Three family generations, then a fourth chapter where the family is the entire payroll. Revenue figure is approximate.
The Mission
The official line is "devoted to building excellence, people, and communities," which is the sort of sentence every company writes and few earn. California Drywall earned the middle word in 2023, when it converted to a 100% Employee Stock Ownership Plan. The people swinging the tools now hold the equity. A founder's bet on craft became, three generations later, a bet that craft is best protected by the people who practice it.
The values are unfashionably plain: teamwork, excellence, safety, innovation, appreciation. Safety leads because in this trade it is not a poster - it is the difference between a million-hour year and a tragedy. Innovation shows up as robotic total stations, automated roll-formers, and a prefabrication facility that turns the chaos of a job site into the predictability of a factory floor.
"A founder bet on the craft. Three generations later the company bet on the people who carry it - and handed them the keys."
Why It Matters Tomorrow
Construction has a labor problem, a quality problem, and a safety problem, and the industry's usual answer is to do the same thing faster. California Drywall's answer is to move the work indoors. Prefabrication - building wall panels and room pods in a controlled facility, then shipping them to site - is how an 80-year-old trade competes with the future instead of being replaced by it. The factory is the hedge against everything that goes wrong on a job site.
Employee ownership is the other hedge.

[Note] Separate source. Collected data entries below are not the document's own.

Issue #70070, opened 2022-11-16
[Bug]: Activating Tsubaki opens a WooCommerce onboarding flow I can't escape


dsas:
### Quick summary

Installing the Tsubaki theme dumps me on a 'Add an address to accept payments' screen which I wasn't expecting. There is a back button at the top of this screen, it doesn't work. The back button in the browser is also broken.

There are three things going on here:
 1. I was surprised to be on some kind of setting screen without warning, other themes didn't do this.
 2. I couldn't navigate out of this screen.
 3. I didn't know whether the theme was active, there was no confirmation that it was without going to visit the front-end of the site myself.

### Steps to reproduce

 1. Have a site on a paid plan (I was testing with a simple site with a Pro plan)
 2. Go to Appearance
 3. Search for the Tsubaki theme
 4. Activate it
 5. End up on https://wordpress.com/setup/plugin-bundle/storeAddress?siteSlug=whatever.wordpress.com
 6. Press back at the top of the page
 7. Press back in the web browser

### What you expected to happen

I expected to go back to the previous page (theme info) so I could navigate to change to a different theme

Also it's unclear at this point whether the theme has actually changed or not

### What actually happened

Clicking the back button just put me on the same screen again. To be more specific pressing back and using the browser back both sent me to https://wordpress.com/setup/plugin-bundle/getCurrentThemeSoftwareSets?siteSlug=whatever.wordpress.com which instantly redirected me to https://wordpress.com/setup/plugin-bundle/storeAddress?siteSlug=whatever.wordpress.com

Additionally when I held down the back button to choose where to navigate to, all of these screens just said 'WordPress.com', which is technically correct but also useless.

### Browser

Mozilla Firefox

### Context

Exploratory testing

### Platform (Simple, Atomic, or both?)

Simple

### Reproducibility

Consistent

### Severity

Some (< 50%)

cuemarie:
📌 SCRUBBING : RESULT - *Replicated / Could Not Replicate / Uncertain*
- Tested on Simple – Replicated

📌 FINDINGS/SCREENSHOTS/VIDEO
- Replicated as described!  I had to navigate directly to WordPress.com get out of the setup for WooCommerce.  When I return to the site, it's still Simple, but Tsubaki is now active

#### Screenshots/Recordings

https://user-images.githubusercontent.com/27249804/235012340-40697fae-9e90-4dd3-bfbf-6062ad60096d.mp4

📌 ACTIONS
- Assigned to Serenity

[...]

PR #76474, opened 2023-05-01
Add back button if coming from theme activation

andres-blanco:
Related to #https://github.com/Automattic/wp-calypso/issues/70070
The idea behind this PR is to give the user a way out of the plugin-bundle flow after activating a theme. 
This might not be the best approach but at least resolves a strange problem for the user while we sort out the best way to fix it. 

## Testing Instructions

* Apply this PR.
* Set up a site with a Business plan.
* Activate any WooCommerce theme (the ones with the badge image)
* Select either of the options presented.
* Verify you land in the plugin-bundle flow but you are provided with a `Back` button:
image
* Click on the button and verify you land on the themes page for the site and the theme you selected is active.
* Go through the steps again and verify that removing the `comingFromThemeActivation=true` flag from the URL after you are redirected to the plugin-bundle flow removes the `Back` button.


sixhours (approved):
This works for me, and I think it's an improvement over users having nowhere to go when they unexpectedly land in this flow. 👍

PR #578, opened 2026-07-10
chore: update to new pkgs.mango

ssoberun:
title, pkgs.mangowc no longer works on unstable(?)

### DIFF
--- a/wrapperModules/m/mangowc/module.nix
+++ b/wrapperModules/m/mangowc/module.nix
@@ -250,7 +250,7 @@
     };
 
     flags."-c" = config.configFile.path;
-    package = lib.mkDefault pkgs.mangowc;
+    package = lib.mkDefault pkgs.mango;
     passthru.providedSessions = config.package.passthru.providedSessions;
 
     meta.platforms = lib.platforms.linux;


ssoberun:
it seems it has changed in unstable but not in 26.05, hence the check on ubuntu-latest failing

wrapperModules/m/mangowc/module.nix
```diff
@@ -250,7 +250,7 @@
     };
 
     flags."-c" = config.configFile.path;
-    package = lib.mkDefault pkgs.mangowc;
+    package = lib.mkDefault pkgs.mango;
```
AlexLov, line 253: I would suggest adding version check, something like this:
```
    package = lib.mkDefault (if lib.versionAtLeast lib.version "26.11.20260629" then pkgs.mango else pkgs.mangowc);
```
(please apply formatting and/or move the condition to `let..in` block)

Note, I took the date from [PR](https://github.com/NixOS/nixpkgs/pull/534515)'s merge date, so it might not be accurate

BirdeeHub:
I missed this and fixed it already. Thank you for the help though!

PR #579, opened 2026-07-11
feat(wrapperModules.ripgrep): init

Nadim147c:
Added ripgrep module. I've added two options:

- `settings`: attrset of options' names and values.
- `ignores`: lines of glob for ripgrep ignore.


wrapperModules/r/ripgrep/check.nix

A worker who owns the company treats the wall differently than a worker who clocks out of it. That is not sentiment - it is the entire thesis of the 2023 ESOP, and it is why the next decade of California Drywall is a test of whether craft scales when the craftspeople are also the shareholders.
So back to that room
Return to Apple Park, the stadium suite, the airport terminal. The architecture got the credit and deserved it. But the reason the room feels finished - the reason it holds back fire, dampens sound, and survives a few thousand people leaning on it every day - is a company that decided, in 1946, that the wall was worth taking seriously. Eighty years later it still does. The only thing that changed is who owns the result: everyone who builds it.